Executing an inter-Node B serving HS-DSCH cell change procedure also implies executing a serving HS-DSCH Node B relocation procedure. During the serving HS-DSCH Node B relocation procedure, a part of the MAC-hs protocol context may be lost.
In FIG. 7, the situation before the actual cell change of the UE 703 is shown. UE 703 communicates via a radio link of the source cell 704 with Node B 701, while RNC 706 decides to assign the source cell 705 of Node B 702. FIG. 8 illustrates the communication of the UE 703 using a new radio link of target cell 705 after having performed the cell change.
Assuming that the one way Iub delay equals 50 ms, the resulting worst case Node B buffer occupancies per user and for a specific service can be calculated (see table below). Depending on a specific flow control algorithm employed on the Tub interface, the Node B buffer occupancy can vary.
Service1.2 Mbps3.6 Mbps10 MbpsMean Node B+75002250062500buffer occupancy[byte]
Apart from handover delays that are specific for all procedures and result from measurement and synchronization delays, there is an additional delay introduced by this data loss. This delay is incurred due to compensation of lost packets.
For interactive services requiring high reliability of data transmission, end-to-end reliable transport protocols such as TCP are used. Compensation of lost packets by means of these protocols causes an additional delay mainly due to retransmitting the packets over core network and radio access network.
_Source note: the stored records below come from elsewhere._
PR #1087, opened 2023-01-10
Updated Docker-based CI workflow for more platforms

binghe:
First of all, I updated my docker base image `binghelisp/hol-dev` with more platforms (`linux/386` and `linux/arm64`) supported.  This is based on Docker's `buildx` technology: a single tag with multiple platforms behind it.

Then, the `self-runner` workflow can be manually triggered with platform options: `linux/386`, `linux/amd64` and `linux/arm64`.   HOL building on Linux/ARM64 is relatively slow on GitHub Actions' x86-based hardware, it took about 3 hours 33 minutes (without `-t`) [1].

[1] https://github.com/binghe/HOL/actions/runs/3881807957

As a side effect, on M1 Mac with Docker Desktop installed, now HOL users may pull the above docker image to obtain a HOL building environment with Moscow ML, PolyML and OpenTheory installed.

### DIFF
--- a/.github/workflows/docker-ci-for-pr.yml
+++ b/.github/workflows/docker-ci-for-pr.yml
@@ -1,0 +1,46 @@
+# A dedicated workflow for building pull requests
+name: docker-ci-pull_request
+
+on:
+  pull_request:
+    branches:
+      - "develop"
+
+jobs:
+  build-stdknl:
+    runs-on: ubuntu-latest
+    steps:
+      - name: Checkout
+        uses: actions/checkout@v3
+
+      - name: Set up Docker Buildx
+        uses: docker/setup-buildx-action@v2
+
+      - name: Build and push
+        uses: docker/build-push-action@v3
+        with:
+          context: .
+          file: developers/docker-ci/Dockerfile
+          push: false
+          build-args: |
+            SML=poly
+            BUILDOPTS=--stdknl -j2 -t
+
+  build-expk:
+    runs-on: ubuntu-latest
+    steps:
+      - name: Checkout
+        uses: actions/checkout@v3
+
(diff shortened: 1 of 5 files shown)


binghe:
Hmmm... CI triggered by pull requests still cannot build due to secret passing issues ("Error: Username and password required")

binghe:
OK, I will have to design another separate workflow just for the pull requests, which do not use Docker at all.

binghe:
Now I have created a dedicated simple workflow (`docker-ci-for-pr`) for building pull requests. The idea is to use the same `Dockerfile` for the actual building commands while there's no need to login to Docker Hub, because the resulting docker image is not uploaded to anywhere - the contributors should look at the building logs to see where the code breaks, just like in the days of Travis CI.  Meanwhile, the existing `docker-ci` workflow has been modified to only build new commits on `master` and `develop`.

As we can see, now even without merging the code, GitHub has already started using the new workflow to build the present PR. (This sounds like a security hole where arbitrary contributor may trigger heavy computations on GitHub's servers. However, we can assume HOL contributors won't do that, and essentially there's no way to stop such "attacks", for now.)

binghe:
> Curiously, neither my nor the HOL-Theorem-Prover organisation have recorded any VM minutes against their respective accounts. Perhaps numbers will appear (this in the "billing and plans" section of the accounts’ setting pages) eventually.

There won’t be any bill: “ GitHub Actions usage is free for standard GitHub-hosted runners in **public** repositories” [2]

[2] https://docs.github.com/en/actions/learn-github-actions/usage-limits-billing-and-administration

mn200:
Ah; I thought it was free up to some limit.  Good to know, thanks!

PR #1088, opened 2023-01-11
Proof of an implementation of float_is_nan

michael-roe:


mn200:
Thanks!

I’ll make the fixes myself after the merge, but a couple of things:
- we now prefer the "modern" syntax, so that `val foo = Q.store_thm("foo", term, tactic)` should instead be `Theorem foo: term Proof tactic QED` (with the keywords in column 0)
- `simp` should be idempotent, so that `tac \\ simp[] \\ simp[] \\ simp[]` should be the same as `tac \\ simp[]`; I guess you have three `simp`s there because the previous step generated three subgoals.

mn200:
See 21546e9f5 (which includes a commit message that typos the number of this PR, duh).

PR #1095, opened 2023-03-09
Speed up Prim_rec.prove_case_elim_thm

acjf3:
This was a significant bottleneck when defining large enumerated types (e.g. > 200 values).


mn200:
Thanks for this!

PR #1100, opened 2023-04-05
Vimhol respect `lastmaker`

arolle:
The vimhol plugin (with (n)vim terminal feature) now dynamically chooses
the first `hol` executable in the following order, when starting a new
interactive hol session:

1. hol relative to the lastmaker
  If `Holmake` was run on the edited theory before, its path resides in
  `.HOLMK/lastmaker`. vimhol probes that path with `hol` substituted for
  `Holmake`.
2. `$HOLDIR` environment variable
3. `hol` if in scope, e.g. from `PATH`

This feature removes the earlier requirement of setting a `$HOLDIR`
environment variable.

The path of the chosen hol is printed as a message for the user (via
`echomsg`), which is as well accessible through `:messages`. The message
has the shape `hol repl cmd(<id>): <cmd>` containing the related
terminal buffer id and the hol command.

Hope this is a reasonable somewhat analogous behaviour to [`hol-mode.el`](https://github.com/HOL-Theorem-Prover/HOL/blob/59508de8d4c907351c9ffa2bc4a7c5acc8a54088/tools/hol-mode.src#L844-L884)

### DIFF
--- a/tools/vim/README.md
+++ b/tools/vim/README.md
@@ -32,9 +32,10 @@ All files are located under tools/vim
 
 1. Add the contents of `hol-config.sml` to your `~/.hol-config.sml` file
 2. Add the contents of `filetype.vim` to your `~/.vim/filetype.vim`
-3. Run hol to start the HOL session
+3. Run hol to start the HOL session (only necessary when using vim without
+   support for terminal buffers)
 4. Run vim and open a HOL script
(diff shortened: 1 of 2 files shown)


mn200:
Thanks for this; it seems a great change (the emacs mode doesn't use this information for starting _its_ hol process, but it totally could/should).  To date, this has just driven `Holmake`’s behaviour.

PR #1104, opened 2023-04-19
fix last change: an overlooked `let` was used to set a global var in hol-input-translations

chenzhawyang:
ed.: i don't why it is trying to merge four commits instead of one, only the latest commit ([; use setq-local instead of let to bind global var](https://github.com/HOL-Theorem-Prover/HOL/pull/1104/commits/95d87f175a7ab4ddb5a57c74815a28cd100577e5)) matters, it is a one-liner fix


mn200:
It's because I rebased the previous PR and those commits are now not seen as the same as your originals.  You should rebase your latest single commit against `origin/develop` and then do a fresh PR for that change.

PR #1105, opened 2023-04-19
fix last change: use `setq-local` instead of `let` to mutate global var

chenzhawyang:
re-pr of https://github.com/HOL-Theorem-Prover/HOL/pull/1104 and a fix of https://github.com/HOL-Theorem-Prover/HOL/pull/1102


mn200:
Thanks!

This increased delay may trigger spurious timeouts of timers of a reliable transport protocol (TCP) used for end-to-end transmission and may thereby slow down the data rate of packets being input to UTRAN due to congestion control mechanisms. This mechanism is for example described in “TCP/IP Illustrated Volume 1, The Protocols” by W. Richard Stevens, Addison-Wesley, 1994 (ISBN 0-201-63346-9). Assuming a TCP segment size equal to 1500 bytes, the amount of data lost due to the loss of the retransmission protocol's context in the Node B buffers is in the range from 5 to 41 segments. After performing cell change procedure it is probable that channel conditions of the user will be improved. However, due to invoked TCP congestion control a number of packets that are available for scheduling is decreased and radio resources are not utilized efficiently.